I laughed as if he'd told the funniest joke, imagining myself trying to balance the seven of them, each intense feeling peaking, stacked on top of one another and splitting my attention between. "Tempting," I commented, pondering the good parts, a limitless pool of love and pleasure that I couldn't even imagine, "but I don't think I could manage seven at a time."

He wanted me to decide, the haze of my mind and heart blurred by his lips meeting whatever part of my skin was closest. For now, they moved against my temple, words slightly muffled as they refused to leave me.

"Head, heart, gut." He reminded me of a conversation we had earlier in the week, referencing his process when deciding whether to move forward with treatment each time he was met with disappointing news.

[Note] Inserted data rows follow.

PR #493, opened 2025-04-18
Refactor PrivateKey class to enforce immutability and improve key security

ManOguaR:
This PR replaces the original implementation of the `PrivateKey` class with a secure, immutable version that eliminates unsafe public exposure of sensitive cryptographic material.

### Summary of changes:
- Removed `DebuggerDisplay` and `ToString()` that previously exposed the Base58-encoded private key.
- Replaced mutable public properties (`Key`, `KeyBytes`) with a single immutable backing field and safe readonly access.
- Enforced strict immutability after construction.
- Lazy Base58 encoding with internal caching (`GetBase58()`), no longer exposed via `ToString()`.
- Updated `Equals()` to perform byte-level comparison rather than string-based.
- Replaced `GetHashCode()` with a fast, consistent implementation derived from internal key bytes.
- Signature logic remains intact (`Sign()` using `Ed25519.Sign`).

### Notes:
- **This breaks tests/examples** that relied on the insecure `.ToString()` or public access to `Key`. This is intentional.
- Key exposure through debugger/logging is now fully eliminated.
- No functional change to wallet creation, signing, or keypair loading.

This refactor lays groundwork for improving keystore handling, memory hygiene, and test coverage without leaking sensitive material.

Let me know if you'd like this split further or integrated into an upcoming security milestone.

### DIFF
--- a/src/Solnet.Examples/HelloWorldExample.cs
+++ b/src/Solnet.Examples/HelloWorldExample.cs
@@ -16,7 +16,7 @@ namespace Solnet.Examples
             Console.WriteLine("Hello World!");
             Console.WriteLine($"Mnemonic: {wallet.Mnemonic}");
             Console.WriteLine($"PubKey: {wallet.Account.PublicKey.Key}");
-            Console.WriteLine($"PrivateKey: {wallet.Account.PrivateKey.Key}");
+            //Console.WriteLine($"PrivateKey: {wallet.Account.PrivateKey.Key}");
 
             IRpcClient rpcClient = ClientFactory.GetClient(Cluster.TestNet);
 
--- a/src/Solnet.Examples/SolanaKeygenKeyGeneration.cs
+++ b/src/Solnet.Examples/SolanaKeygenKeyGeneration.cs
@@ -18,16 +18,16 @@ namespace Solnet.Examples
             var solKeygenWallet = new Wallet.Wallet(mnemonic, passphrase, SeedMode.Bip39);
 
             Console.WriteLine($"SOLLET publicKey>b58 {solKeygenWallet.Account.PublicKey}");
-            Console.WriteLine($"SOLLET privateKey>b58 {solKeygenWallet.Account.PrivateKey.Key}");
+            //Console.WriteLine($"SOLLET privateKey>b58 {solKeygenWallet.Account.PrivateKey.Key}");
 
-            if (solKeygenWallet.Account.PublicKey.Key != expectedSolKeygenPublicKey || solKeygenWallet.Account.PrivateKey.Key != expectedSolKeygenPrivateKey)
-            {
-                Console.WriteLine("NOT GOOD FOR THE SOL");
-            }
-            else
-            {
-                Console.WriteLine("GOOD FOR THE SOL");
-            }
+            //if (solKeygenWallet.Account.PublicKey.Key != expectedSolKeygenPublicKey || solKeygenWallet.Account.PrivateKey.Key != expectedSolKeygenPrivateKey)
+            //{
+            //    Console.WriteLine("NOT GOOD FOR THE SOL");
+            //}
+            //else
+            //{
+            //    Console.WriteLine("GOOD FOR THE SOL");
+            //}
 
         }
     }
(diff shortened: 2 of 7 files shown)


BifrostTitan:
Private key will always be exposed regardless if its a string type. The hacker would target 64 byte arrays instead of strings in the memory. Changing it to bytes does not protect anything it only makes it hard for the developer to use the class. 

Also generating new accounts would cause the private key to become irretrievable after creation. Mnemonic phrase used for wallets is stored as a string as well. Even if you wrapped the two fields in encryption the hacker would just inject code into the DLL to load up their specific class with your keys rather than the default Account class making all these changes redundant.

How do we protect the code?

- Minimize Account object exposure in code by immediately disposing of it after signing.
 No matter how you code it. The bytes will be visible in memory. Reduce the exposure time to prevent memory snooping via pointers. Meaning the hacker would have to persistently scan the memory over and over again in order to find the data instead of going right to it via pointers. Can not steal what is not there.
 
- Sign your DLLs/software and make sure the software verifies these hashes before loading private keys into a solnet DLL.

- Use Microsoft Defenders memory integrity system for your server, PC and files to prevent memory tampering on running apps. 

Just about any anti-virus software will flag & isolate software if its capable of memory snooping. This is not a real threat unless you run around with your firewall off and no protection. In this case your whole machine is compromised if they have access and can run memory dumps on your apps etc 

Here is an example of using device based encryption and memory hygiene in a desktop wallet application while still using the default solnet code.
https://github.com/Bifrost-Technologies/Tranquility/blob/master/Tranquility%20Wallet/Wallet/Wallet.cs

As long as you have signed software and encrypted external private keys you will be safe from other apps on the OS.

ManOguaR:
in my humble opinion:
The hacker would target 64 byte arrays instead of strings in the memory. Changing it to bytes does not protect anything it only makes it hard for the developer to use the class.

the difference between cases resides in using the heap or the stack, by using the heap, the key is travelling around in the .net execution system and garbage collectors, by using the stack it's volatile and not depends on garbage collectors. so harder to track...

you are right recomending secure the builds and the environment, but... code must be as safer as possible, and to keep a DebugOutput, trackable via any mstooling, easy to find, and prone to appear in any log with the key... using third party tooling... and living in the heap... ^^ well done.
    [DebuggerDisplay("Key = {ToString()}")]



________________________________
De: Nathan Martell
Enviado: Viernes, 18 de Abril de 2025 19:40
Para: bmresearch/Solnet
CC: Eduardo Ridao; Author
Asunto: Re: [bmresearch/Solnet] Refactor PrivateKey class to enforce immutability and improve key security (PR #493)

[https://avatars.githubusercontent.com/u/24855008?s=20&v=4]BifrostTitan left a comment (bmresearch/Solnet#493)<https://github.com/bmresearch/Solnet/pull/493#issuecomment-2815909184>

Private key will always be exposed regardless if its a string type. The hacker would target 64 byte arrays instead of strings in the memory. Changing it to bytes does not protect anything it only makes it hard for the developer to use the class.

Also generating new accounts would cause the private key to become irretrievable after creation. Mnemonic phrase used for wallets is stored as a string as well. Even if you wrapped the two fields in encryption the hacker would just inject code into the DLL to load up their specific class with your keys rather than the default Account class making all these changes redundant.

How do we protect the code?

  *   Minimize Account object exposure in code by immediately disposing of it after signing.
No matter how you code it. The bytes will be visible in memory. Reduce the exposure time to prevent memory snooping via pointers. Meaning the hacker would have to persistently scan the memory over and over again in order to find the data instead of going right to it via pointers. Can not steal what is not there.

  *   Sign your DLLs/software and make sure the software verifies these hashes before loading private keys into a solnet DLL.

  *   Use Microsoft Defenders memory integrity system for your server, PC and files to prevent memory tampering on running apps.

Just about any anti-virus software will flag & isolate software if its capable of memory snooping. This is not a real threat unless you run around with your firewall off and no protection. In this case your whole machine is compromised if they have access and can run memory dumps on your apps etc

Here is an example of using device based encryption and memory hygiene in a desktop wallet application while still using the default solnet code.
https://github.com/Bifrost-Technologies/Tranquility/blob/master/Tranquility%20Wallet/Wallet/Wallet.cs

As long as you have signed software and encrypted external private keys you will be safe from other apps on the OS.

BifrostTitan:
[DebuggerDisplay("Key = {ToString()}")] is ignored by the compiler on release builds. These tags will not exist in a shipped product if packaged correctly.

Heap variables(references) can be declared null to make them unreachable. The garbage collector will eventually reclaim the memory occupied by the unreachable object when it runs its cleanup process. The goal is to prevent exposure whether that is stack/heap memory.

PR #509, opened 2026-07-29
Modernize code style with C# 12 syntax

kingsznhone:
>  

| Ready | Refactor | No |  |

## Problem

The repo contains legacy coding styles left over from many years ago.

## Solution

Modernized the transaction decoding example using C# 12 syntax and improved code formatting. Replaced the traditional signature array initialization with a collection expression, improved the readability of large numeric literals, and reformatted fluent transaction-builder calls and long output statements. The transaction construction, signing, serialization, decoding, and simulation behavior remain unchanged.


BifrostTitan:
To maintain backwards compatibility with .NET standard 2.1 it has to remain the same. Software like Unity use c# 9.0 and the performance gains are minimal.

I appreciate the effort to modernize the sdk 🦾

PR #1640, opened 2024-05-21
Upgrade pydata theme for search snippets

### LINKED ISSUE #1517: Show context snippet for search results
When I search on docs.opendp.org, all I see is the document title. Sphinx should able to show us snippets, giving us our search term in context. For example: https://www.sphinx-doc.org/en/master/search.html?q=context

There are a couple layers to the problem: The JS-based search only has an index of the documents. For snippets, it actually needs to load the document and parse its contents, but if we're just using `file:///` that's not possible: The page does not have permission to read arbitrary files from the file system -- For good reason! see https://github.com/sphinx-doc/sphinx/issues/9156

But we don't see snippets on docs.opendp.org either. If we look in the debugger, we see lots of errors:
```
Uncaught (in promise) TypeError: docContent is null
```
coming from the second line here:
```javascript
    const docContent = htmlElement.querySelector('[role="main"]');
    if (docContent !== undefined) return docContent.textContent;
```
`htmlElement.documentElement.innerHTML` looks like it is the full html, but `docContent` gets set to `null`. Looking at the source html, we are missing the `role="main"` attribute.

Looking at the [docs](https://www.sphinx-doc.org/en/master/development/templating.html):
> In order for the built-in JavaScript search to show a page preview on the results page, the document or body content should be wrapped in an HTML element containing the role="main" attribute. 

I'll investigate...

mccalluc:
- Fix #1517 

Confirmed locally that search now shows snippets. The only other difference I see with this release is the styling of tabs: They seem clunkier to me, but I don't think it's something we should fight.

Screenshot 2024-05-21 at 5 43 41 PM

When there is a final release, we should certainly use it, but I'm not seeing any problems with the RC, and the search snippets are a big win.

Took me longer than I'd like to admit to confirm that it works locally. The upstream fix is a change to the document template (to restore a `role="main"` attribute) so there are a number a cache layers to clear:
- Checkout the branch and `pip install -r requirements.txt`
- Clear the sphinx build cache with `rm -r build/html`
- Because of browser security rules, it doesn't work with just `file:///`: Instead you'll need `python -m http.server` or similar.
- My browser was also caching old versions of page, so clear the browser cache.

### DIFF
--- a/docs/requirements.in
+++ b/docs/requirements.in
@@ -9,7 +9,7 @@ sphinx
 sphinx-prompt
 sphinx-design
 git+https://github.com/samtygier-stfc/sphinx-multiversion.git@prebuild_command
-pydata-sphinx-theme==0.15.3rc1
+pydata-sphinx-theme==0.15.3rc1 # TODO: Remove version pin when RC is released.
 nbsphinx
 ipython  # for notebook syntax highlighting in docs
 pandoc
--- a/docs/requirements.in
+++ b/docs/requirements.in
@@ -9,7 +9,7 @@ sphinx
 sphinx-prompt
 sphinx-design
 git+https://github.com/samtygier-stfc/sphinx-multiversion.git@prebuild_command
-pydata-sphinx-theme
+pydata-sphinx-theme==0.15.3rc1
 nbsphinx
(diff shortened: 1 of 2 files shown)


raprasad (approved):
approved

His head and heart were always a jumbled mess in those moments, moving through considerations of treatment outcomes, the complicated but ever present love for his family, and his desire for a full life.

Every time the decision was obscure, he went with his gut. It urged him to continue fighting his illness, and we theorized that it was partially influenced by the universe driving him to the circumstances which allowed us to meet.

With my head and heart deciphering through campfires and fireworks, voids and honor beats, and finally, galaxies and peace, I went with my gut.

I didn't care if it was the universe still steering me toward him, my gut leading me to choose the man standing right in front of me, my raw and pure love.